Por ejemplo, GenEM, una técnica creada por la Universidad de Toronto, Google DeepMind y Hoku Labs, utiliza el contexto social integral capturado en los LLMs para generar comportamientos expresivos en los robots. Aprovechando GPT-4, GenEM permite a los robots entender contextos —como asentir para reconocer la presencia de alguien— y ejecutar acciones relevantes, informadas por sus amplios datos de entrenamiento y capacidades de aprendizaje en contexto.
Otro ejemplo es OK-Robot, desarrollado por Meta y la Universidad de Nueva York, que combina VLMs con módulos de planificación de movimiento y manipulación de objetos para realizar tareas de recoger y soltar en entornos desconocidos.
Varias startups de robótica están prosperando en medio de estos avances.
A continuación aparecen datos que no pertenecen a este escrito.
PR #191, opened 2023-05-07
Replace custom ModelArchitecture impl with idiomatic traits

danforbes:


crates/llm/src/lib.rs
```diff
@@ -103,59 +107,67 @@ pub enum ModelArchitecture {
     /// [GPT-NeoX](llm_neox)
     NeoX,
 }
-impl Display for ModelArchitecture {
+
+/// An unsupported model architecture was specified
+pub struct UnsupportedModelArchitecture(String);
```
philpax, line 112: I suggest implementing `std::error::Error` for this. Shouldn't need to implement any of its methods.

crates/llm/src/lib.rs
```diff
@@ -187,3 +199,26 @@ pub fn load_dynamic(
...
     Ok(model)
 }
+
+#[cfg(test)]
+mod tests {
+    use super::*;
+
+    #[test]
+    fn test_model_architecture_from_str() {
+        static ARCHS: [ModelArchitecture; 5] = [
```
philpax, line 209: Maybe add this as an associated constant to `ModelArchitecture`, so that anyone can loop over `ModelArchitecture::ALL`?

crates/llm/examples/inference.rs
```diff
@@ -15,8 +15,7 @@ fn main() {
 
     let now = std::time::Instant::now();
 
-    let architecture = ModelArchitecture::from_tag(model_type)
-        .unwrap_or_else(|| panic!("{model_type} is not a supported model"));
+    let architecture = model_type.parse().unwrap_or_else(|e| panic!("{e}"));
```
philpax, line 18: Does the root-level `llm` example need to be changed to match this?

philpax (approved):

crates/llm/examples/inference.rs
danforbes: No, that one just uses LLaMA statically for simplicity.

PR #195, opened 2023-05-08
Rework the inference API

philpax:
Before this change, there were three structs with `Inference` and `Params` in their name. This fixes that by renaming them and consolidating the API.


hhamud (approved):
LGTM!

LLukas22:
Jep, better :D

Figure, una empresa de robótica con sede en California, recaudó recientemente $675 millones para desarrollar robots humanoides que utilizan modelos de visión y lenguaje. Sus robots aprovechan los modelos de OpenAI para procesar instrucciones y planificar acciones estratégicamente.
Sin embargo, aunque los LLMs y VLMs abordan desafíos significativos, los equipos de robótica aún deben desarrollar sistemas para habilidades fundamentales, como agarrar objetos, navegar obstáculos y maniobrar en diversos entornos.
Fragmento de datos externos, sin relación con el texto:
PR #204, opened 2023-05-10
Implement RedPajama as a NeoX Specialization

danforbes:
Tested with https://huggingface.co/keldenl/RedPajama-INCITE-Chat-7B-v0.1-GGML/tree/main

### DIFF
--- a/.vscode/launch.json
+++ b/.vscode/launch.json
@@ -89,7 +89,7 @@
           "kind": "example"
         }
       },
-      "args": ["gptneox-redpajama", "${env:HOME}/.ggml-models/redpajama-incite-7b.bin"],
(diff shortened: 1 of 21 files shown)


philpax:
Sorry about asking this again 😅 Are the changes between NeoX and RedPajama small enough to be covered by `use_parallel_residual`, or are there other changes? Because if it's just `use_parallel_residual`, we should figure out how to specify parameters for the model.

danforbes:
> Are the changes between NeoX and RedPajama small enough to be covered by `use_parallel_residual`

I think that may be possibly true, but I'm not sure if I understand how to use that intuition to create a better implementation.

philpax:
My changes move `use_parallel_residual` to the model's hyperparameters - now the problem to figure out is how to actually set those hyperparameters before/during load. (Changing them manually confirms that both implementations work.)

Will sleep on it 💤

“Hay un trabajo sustancial ocurriendo a nivel fundamental que estos modelos aún no manejan,” dijo Paxton. “Esta complejidad subraya la necesidad de datos, que muchas empresas están empezando a generar.”
Modelos de Fundación Especializados
Otro enfoque prometedor implica la creación de modelos de fundación especializados para robótica que se basen en el vasto conocimiento embebido en modelos preentrenados, personalizando sus arquitecturas para tareas robóticas. Un gran esfuerzo en este ámbito es RT-2 de Google, un modelo de acción de visión-lenguaje (VLA) que procesa datos de percepción e instrucciones lingüísticas para generar comandos ejecutables para robots.
Recientemente, Google DeepMind presentó RT-X-2, una versión mejorada de RT-2 que se adapta a diversas morfologías robóticas mientras realiza tareas no incluidas en su conjunto de datos de entrenamiento. Además, RT-Sketch, una colaboración entre DeepMind y la Universidad de Stanford, traduce bocetos en planes de acción ejecutables para robots.
“Estos modelos representan un nuevo enfoque, funcionando como una política expansiva capaz de manejar múltiples tareas,” comentó Paxton. “Esta es una dirección emocionante impulsada por el aprendizaje de extremo a extremo, donde un robot puede derivar sus acciones de una transmisión de cámara.”
Los modelos de fundación para robótica están entrando cada vez más en el ámbito comercial. Covariant presentó recientemente RFM-1, un modelo transformer de 8 mil millones de parámetros entrenado con entradas diversas, incluyendo texto, imágenes, videos y acciones robóticas, orientado a crear un modelo de fundación versátil para diversas aplicaciones robóticas.
Mientras tanto, el Proyecto GR00T, presentado en Nvidia GTC, busca permitir que los robots humanoides procesen entradas como texto, voz y videos, traduciéndolos en acciones específicas.
El potencial completo de los modelos de lenguaje sigue siendo en gran medida inexplorado y continuará impulsando la investigación en robótica hacia adelante. A medida que los LLMs evolucionen, podemos anticipar innovaciones revolucionarias en el campo de la robótica.